Hay muchas y muy buenas versiones cinematográficas de “Anna Karenina”, en parte porque el original literario de León Tolstói hace ya un rico retrato del alma femenina. Entre todas, quizá la adaptación de Clarence Brown de 1935 sea la más clásica y esencial, la que ha perdurado en la memoria colectiva gracias a las interpretaciones de Fredric March y Greta Garbo. De todos es conocida la historia de amor entre esa mujer casada y ese joven militar que terminó poniendo el corazón en su carrera.
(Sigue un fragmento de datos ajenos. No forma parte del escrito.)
PR #802, opened 2026-08-17
Add confirmed transaction height

### LINKED ISSUE #362: Refine `Confirmation Time` column in `grin-wallet txs`

wiesche89:
Stores and displays the block height where a transaction was confirmed, while keeping the local detection time.
Includes API, wallet and reorg coverage.

Fixes #362


libwallet/src/api_impl/owner.rs
```diff
@@ -1365,10 +1368,10 @@ where
 	};
 
 	for tx in txs.iter_mut() {
-		if tx.confirmed {
+		if tx.confirmed && tx.confirmed_height.is_some() {
 			continue;
 		}
-		if tx.amount_debited != 0 && tx.amount_credited != 0 {
+		if tx.amount_debited != 0 && tx.amount_credited != 0 && tx.confirmed_height.is_some() {
```
ardocrat, line 1374: Is it really possible to have `confirmed == false`, but `confirmed_height != None`?

wiesche89: You’re right, normal wallet updates don’t produce that state. I’ll adjust the condition

libwallet/src/types.rs
```diff
@@ -645,6 +645,18 @@ pub struct TxLogEntry {
...
 	pub confirmed: bool,
+	/// Observed confirmation height
+	/// Older entries may have no height
+	/// Known kernels are rechecked within the reorg window
+	#[serde(default)]
+	pub confirmed_height: Option<u64>,
+	/// Last known kernel height for bounded rechecks
+	#[serde(
+		default,
+		alias = "reverted_height",
```
ardocrat: Seems like not needed

wiesche89: removed

libwallet/src/api_impl/owner.rs
```diff
@@ -1338,6 +1346,77 @@ where
 	}
 }
 
+/// Recheck known heights, preserving status and detection time
+fn update_confirmed_heights<'a, L, C, K>(
```
ardocrat, line 1350: it can lead to a lot calls to node with a lot txs on every wallet status update, maybe we can detect if reorg really happened and ask for new kernels only once?

PR #804, opened 2026-08-18
use current header version in new slates

### LINKED ISSUE #525: incomplete HeaderVersion testing
libwallet/src/internal/tx.rs recognizes only HeaderVersion 1..3 and not 4?
with HF4 code, we should be able to just 
```
slate.version_info.block_header_version = header_version(current_height)
```
since every height will have a well-defined header version.

wiesche89:
Uses the header version for the current chain height when creating a slate instead of only handling versions 1 to 3.
Adds a test for the value.

Closes #525

### DIFF
--- a/libwallet/src/internal/tx.rs
+++ b/libwallet/src/internal/tx.rs
@@ -18,8 +18,7 @@ use byteorder::{BigEndian, ReadBytesExt, WriteBytesExt};
 use std::io::Cursor;
 use uuid::Uuid;
 
-use crate::grin_core::consensus::valid_header_version;
-use crate::grin_core::core::HeaderVersion;
+use crate::grin_core::consensus::header_version;
 use crate::grin_keychain::{Identifier, Keychain};
 use crate::grin_util::secp::key::SecretKey;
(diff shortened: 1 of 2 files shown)


libwallet/src/internal/tx.rs
```diff
@@ -70,17 +69,7 @@ where
...
-	}
-
-	if valid_header_version(current_height, HeaderVersion(2)) {
-		slate.version_info.block_header_version = 2;
-	}
-
-	if valid_header_version(current_height, HeaderVersion(3)) {
-		slate.version_info.block_header_version = 3;
-	}
+	slate.version_info.block_header_version = header_version(current_height).0;
```
ardocrat, line 72: We also need to modify or get rid of `GRIN_BLOCK_HEADER_VERSION`, it has value of `3` and we set it on creation of blank state. Also there is weird hardcode of versions at `controller::check_middleware`:

Image

wiesche89: flip check

ardocrat (approved):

También es sabida la fuerza de la pasión que fue capaz de romper un matrimonio, y el peso de la culpa que terminó por sepultar bajo las vías del tren a una mujer joven y hermosa… que “estaba condenada a una desesperación inimaginable o a una dicha inimaginable”
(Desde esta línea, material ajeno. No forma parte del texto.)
PR #805, opened 2026-08-18
unpack plain slatepacks without password

### LINKED ISSUE #469: Is wallet password needed for "unpack"?
If running "grin-wallet unpack" on a unencrypted slatepack does not need to use the wallet seed, please consider not requiring the wallet password for that function.

```
grinfloo@crypto:~$ grin-wallet --floonet unpack
Password: 
```

wiesche89:
Allows unencrypted Slatepacks to be unpacked without a wallet password. Encrypted Slatepacks still require the wallet to be opened.

Closes #469

### DIFF
--- a/src/cmd/wallet_args.rs
+++ b/src/cmd/wallet_args.rs
@@ -1058,12 +1058,26 @@ where
 	// local wallet proxy, etc.)
 	wallet_inst_cb(wallet.clone());
 
+	let unpack_slatepack = match wallet_args.subcommand() {
+		("unpack", Some(args)) => {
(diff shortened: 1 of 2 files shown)


src/cmd/wallet_args.rs
```diff
@@ -1058,12 +1058,26 @@ where
 	// local wallet proxy, etc.)
 	wallet_inst_cb(wallet.clone());
 
+	let unpack_slatepack = match wallet_args.subcommand() {
```
ardocrat: we can handle this command below to not duplicate and avoid None

PR #807, opened 2026-08-20
reject wrong slate states in receive and finalize

### LINKED ISSUE #439: Improve error message when invoice is processed with incorrect command
Currently, the wallet has a `pay` and `receive` command. It's somewhat unclear by command name alone which one is the expected command to be used when the user is responding to an invoice.

The correct command is `pay`. Incorrectly using `receive` does not return a descriptive error message. This could be improved by pointing the user to `pay` in order to complete the workflow.

#### Invoice issuer: v4.0.0
1. grin-wallet v4.0.0-beta2 on linux.
2. Command:

   ```
   $ ./grin-wallet invoice 0.392
   Password: 

   Transaction file was output to:

   /home/lehnberg/.grin/main/slatepack/b37ac032-8ec2-4e67-8f67-61b3dcb0a227.I1.slatepack
   ```

#### Invoice recipient: v3.0.0
1. grin-wallet v3.0.0 on linux.
2. Command:
   ```
   $ ./grin-wallet receive -i ~/b37ac032-8ec2-4e67-8f67-61b3dcb0a227.I1.slatepack
   Password: 
   Wallet command failed: LibWallet Error: Fee Error: Fee Dispute Error: 0, 9000000
   ```

## Expected result
v3.0.0 wallet should detect that this is an invoice flow slate, and therefore reject the use of `receive` command, and instead output an error message directing the user to process the invoice using `pay`.

## Actual result
v3.0.0 wallet fails with `LibWallet Error: Fee Error: Fee Dispute Error: 0, 9000000`, and treats the transaction as if it was money it was due to receive (see comment below).

wiesche89:
Rejects slates passed to "receive_tx" that are not in state S1. The "receive" and "finalize" commands tell the user which command to use instead, e.g. "pay" for invoice slates.

This prevents receive from converting an invoice slate to S2 and creating an incorrect received transaction and output.

Fixes #439

### DIFF
--- a/libwallet/src/api_impl/foreign.rs
+++ b/libwallet/src/api_impl/foreign.rs
@@ -66,6 +66,9 @@ where
 	K: Keychain,
 {
 	let mut ret_slate = slate.clone();
+	if ret_slate.state == SlateState::Invoice1 {
+		return Err(Error::InvoiceSlateRequiresPay);
+	}
 	check_ttl(w, &ret_slate)?;
 	let parent_key_id = match dest_acct_name {
 		Some(d) => {
--- a/libwallet/src/error.rs
+++ b/libwallet/src/error.rs
@@ -217,6 +217,10 @@ pub enum Error {
 	#[error("Invalid slate state")]
 	SlateState,
 
+	/// Invoice passed to receive
+	#[error("Use the 'pay' command to process invoice slates")]
+	InvoiceSlateRequiresPay,
+
 	/// Can't serialize slate pack
 	#[error("Can't Serialize slatepack")]
 	SlatepackSer,
--- a/controller/tests/invoice.rs
+++ b/controller/tests/invoice.rs
@@ -124,6 +124,27 @@ fn invoice_tx_impl(test_dir: &'static str) -> Result<(), libwallet::Error> {
 	)?;
 	assert_eq!(slate.state, SlateState::Invoice1);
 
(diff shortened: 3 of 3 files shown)


libwallet/src/api_impl/foreign.rs
```diff
@@ -66,6 +66,9 @@ where
 	K: Keychain,
 {
 	let mut ret_slate = slate.clone();
+	if ret_slate.state == SlateState::Invoice1 {
```
ardocrat: Seems like we need to handle invoice2 too, if tx not exists it shows `Wallet command failed: LibWallet Error: LibTx Error` for existing tx it shows `Wallet command failed: LibWallet Error: Transaction has already been received` (whats wrong, cause it has invoice1 pending status). At this case it requires `finalize` command. I would return `Error::SlateState` for all states except `Standard1` to show right message only at CLI just after parse.

libwallet/src/error.rs
```diff
@@ -217,6 +217,10 @@ pub enum Error {
 	#[error("Invalid slate state")]
 	SlateState,
 
+	/// Invoice passed to receive
+	#[error("Use the 'pay' command to process invoice slates")]
```
ardocrat: We also use this method also at foreign API when sharing address, so such message should be handled at different place only for CLI calls, also for all non-`Standard1` states.

ardocrat (approved):

Issue #813, opened 2026-09-15
Lock outputs before Tor send


wiesche89:
init_send_tx locks outputs only after a successful Tor send. During the request, parallel sends can select the same outputs.
We should lock them before calling Tor and keep them locked on failure, since the slate can still be sent manually. cancel_tx can unlock them if needed.

PR #814, opened 2026-09-16
Lock outputs before sending with Tor

ardocrat:
Lock outputs before sending with Tor on CLI `send` command and owner API call with `send_args`.

Closes https://github.com/mimblewimble/grin-wallet/issues/813


api/src/owner.rs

La primera escena en la estación resulta premonitoria del desenlace trágico con que cerrará esta historia de estructura circular. El destino está escrito y la soledad parece exigir alojo en el alma de Anna: aunque feliz por su hijo, ya al inicio atisbamos un vacío en su alma de mujer casada que la lleva a abandonarse en los brazos del conde Vronsky, para más tarde seguir padeciendo esa misma soledad cuando es privada de su hijo o de su querida sociedad aristocrática, y terminar sintiendo el abandono de quien se ha cansado de ella y prefiere incorporarse al regimiento para ir a la guerra serbio-turca. En ese sentido, se puede decir que Anna había tenido ya un suicidio emocional al ser separada de su hijo -lo único que le importaba en la vida-, un suicidio social al ser repudiada por un entorno que atendía sobre todo a las apariencias, para finalmente entregar su vida a un tren que avanzaba inexorablemente.
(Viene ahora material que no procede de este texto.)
Issue #812, opened 2026-09-15
Add balances and Slatepack address index to account list


wiesche89:
- Show the balance of each account in the account list.
- Add a CLI option for the Slatepack address index. It's always 0 now, the Owner API already supports other indexes.

PR #815, opened 2026-09-17
Accounts balances

ardocrat:
Display balances at CLI and from owner API when minimum confirmations are set.

Partially solves https://github.com/mimblewimble/grin-wallet/issues/812


libwallet/src/types.rs
```diff
@@ -772,6 +772,9 @@ pub struct AcctPathMapping {
 	pub label: String,
 	/// Corresponding parent BIP32 derivation path
 	pub path: Identifier,
+	/// Wallet information for this account, can be loaded after deserialization.
+	#[serde(skip)]
```
wiesche89, line 776: serde(skip) also removes info from json rpc responses, so clients never receive the balances. Could we keep the stored account mapping separate from the api response and serialize the balance there?

src/bin/grin-wallet.yml
```diff
@@ -48,6 +48,12 @@ subcommands:
             short: c
             long: create
             takes_value: true
+        - minimum_confirmations:
+            help: Minimum number of confirmations required for an output to be spendable
+            short: c
```
wiesche89, line 53: --create already uses -c. This makes CLI construction panic with debug assertions enabled

libwallet/src/api_impl/owner.rs
```diff
@@ -52,12 +52,26 @@ use std::sync::mpsc::Sender;
...
 	C: NodeClient,
 	K: Keychain,
 {
-	let mut accounts = keys::accounts(w)?;
+	let mut keys_accounts = keys::accounts(w)?;
+	let mut accounts: Vec<AcctPathMapping> = if let Some(mc) = minimum_confirmations {
+		keys_accounts
+			.iter_mut()
+			.map(|a| {
+				a.info = updater::retrieve_info(w, &a.path, mc).ok();
```
wiesche89, line 68: Could we propagate this error instead of using .ok()? 
a database read failure currently looks the same as “balance not requested”, and the cli only shows -. The existing summary info path propagate these errors

libwallet/src/api_impl/owner.rs
```diff
@@ -52,12 +52,26 @@ use std::sync::mpsc::Sender;
...
 where
 	C: NodeClient,
 	K: Keychain,
 {
-	let mut accounts = keys::accounts(w)?;
+	let mut keys_accounts = keys::accounts(w)?;
+	let mut accounts: Vec<AcctPathMapping> = if let Some(mc) = minimum_confirmations {
+		keys_accounts
+			.iter_mut()
+			.map(|a| {
```
wiesche89, line 67: retrieve_info reads all wallet outputs, so this repeat the full database read for every account while holding the wallet lock. Could we share one read across accounts while keeping the existing balance rules and each account stored height?

libwallet/src/api_impl/owner.rs
```diff
@@ -52,12 +52,26 @@ use std::sync::mpsc::Sender;
...
+				a.info = updater::retrieve_info(w, &a.path, mc).ok();
+				a.clone()
```
wiesche89, line 69: Could we update the existing account vector in place? We already own it, so cloning every entry into a second vector adds allocations without preserving anything we still need.

api/src/owner.rs
```diff
@@ -294,12 +295,12 @@ where
 	pub fn accounts(
 		&self,
 		keychain_mask: Option<&SecretKey>,
+		minimum_confirmations: Option<u64>,
```
wiesche89, line 298: Please document that None skips balance calculation and Some(n) uses the locally stored wallet state without refreshing from the node.

libwallet/src/types.rs
ardocrat: removed skip here, we already save accounts without info, added additional protection at save_acct_path

src/bin/grin-wallet.yml
ardocrat: changed to mc

libwallet/src/api_impl/owner.rs
ardocrat: added

libwallet/src/api_impl/owner.rs
ardocrat: fixed

api/src/owner.rs
ardocrat: added

libwallet/src/api_impl/owner.rs
ardocrat: added separate method to retrieve info for accounts

ardocrat (commented):
Added active account persistence over `Owner::set_active_account` and with CLI command `account --active "label"`

libwallet/src/backend.rs
```diff
@@ -275,27 +293,59 @@ where
...
+					let mut batch = self.batch(keychain_mask)?;
+					let current = batch
+						.acct_path_iter()?
+						.filter(|a| a.current.unwrap_or(false))
+						.collect::<Vec<AcctPathMapping>>();
+					for mut a in current {
+						a.current = None;
+						batch.save_acct_path(a.clone())?;
+					}
+					batch.commit()?;
```
wiesche89: Please clear the old flag and set the new one in a single batch. An interruption between commits makes the wallet reopen on default. Please cover this with a restart test.

libwallet/src/types.rs
```diff
@@ -768,10 +768,14 @@ impl ser::Readable for StoredProofInfo {
...
-	/// label used by user
+	/// Label used by user.
 	pub label: String,
-	/// Corresponding parent BIP32 derivation path
+	/// Corresponding parent BIP32 derivation path.
 	pub path: Identifier,
+	/// Wallet information for this account, can be loaded after deserialization.
+	pub info: Option<WalletInfo>,
+	/// Flag to check if this is current active account.
+	pub current: Option<bool>,
```
wiesche89: After a temporary account switch, current still marks the saved account. Older wallets mark none. Please derive this response field from the active path and test both cases.

controller/src/command.rs
```diff
@@ -1451,14 +1469,34 @@ where
...
+fn account_label<L, C, K>(
+	owner_api: &mut Owner<L, C, K>,
+	g_args: &GlobalArgs,
+) -> Result<String, Error>
+where
+	L: WalletLCProvider<'static, C, K> + 'static,
+	C: NodeClient + 'static,
+	K: keychain::Keychain + 'static,
+{
+	let label = if let Some(a) = g_args.account.as_ref() {
```
wiesche89: Starting the CLI with default, then switching to savings, still labels the savings address as default. receive also keeps the startup account. Please use the active account consistently after switching.

grin
```diff
@@ -1 +1 @@
-Subproject commit d5f32350ab548736c17c1db7ff51457917fe4e96
+Subproject commit 1425f603295ba166eccd9e4e0af0226742f90844
```
wiesche89: Please keep the existing Grin pin. The account changes build with it, so the extra PIHD and P2P changes are not needed here.

api/src/owner.rs
```diff
@@ -399,7 +411,7 @@ where
 		let w = w_lock.lc_provider()?.wallet_inst()?;
 		// Test keychain mask, to keep API consistent
 		let _ = w.keychain(keychain_mask)?;
-		owner::set_active_account(w, label)
+		owner::set_active_account(w, keychain_mask, label)
```
wiesche89: This now changes the selected account across restarts. Please mention that in the Rust and RPC docs, since existing clients could previously use this call for a temporary switch.

src/bin/grin-wallet.yml
```diff
@@ -48,6 +47,17 @@ subcommands:
             short: c
             long: create
             takes_value: true
+        - minimum_confirmations:
+            help: Minimum number of confirmations required for an output to be spendable
+            short: m
+            long: min_conf
+            default_value: "10"
+            takes_value: true
+        - active:
```
wiesche89: Combining create and active silently ignores the account selection. Please reject that combination and explain in the help which option saves the selection and which only overrides it temporarily.

src/cmd/wallet_args.rs
```diff
@@ -308,7 +308,11 @@ pub fn parse_global_args(
 	config: &WalletConfig,
 	args: &ArgMatches,
 ) -> Result<command::GlobalArgs, ParseError> {
-	let account = parse_required(args, "account")?;
+	let account = if args.subcommand_matches("account").is_some() {
```
wiesche89: Could we just use parse_optional(args, "account") here? The account command does not read this field, and open_wallet reads the original arguments, so this special case has no effect.

controller/src/display.rs
```diff
@@ -27,7 +27,7 @@ use term;
 
 /// Display outputs in a pretty way
 pub fn outputs(
-	account: &str,
+	account: &String,
```
wiesche89: Please keep &str here and in txs and info. The new String already works with it, so requiring &String only restricts callers.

El tren como metáfora de la vida y del destino, y esa figura de mujer que surge el inicio como un enigmático fantasma entre el humo del ferrocarril, y que en cambio es dejada fuera de campo en la última escena… impidiendo al espectador asistir al final de un mito que permanecerá en su mente como la mujer fatalmente enamorada y de conciencia atormentada. Esa misma mujer ha tenido, por otra parte, su momento de gloria en el que se convirtió en centro de miradas y atenciones. Fue en el baile en honor de Kitty, cuando su belleza atrajo las miradas del conde Vronsky y su vestido negro -único en esa elegante mazurca- la convirtió en el cisne negro de una sociedad narcisista y ociosa. Curiosamente, en la carrera de caballos, el conde será el único que vista de uniforme blanco… sin duda para resaltar al protagonista entre la multitud, pero también para apuntar esa dicotomía que alienta toda la historia.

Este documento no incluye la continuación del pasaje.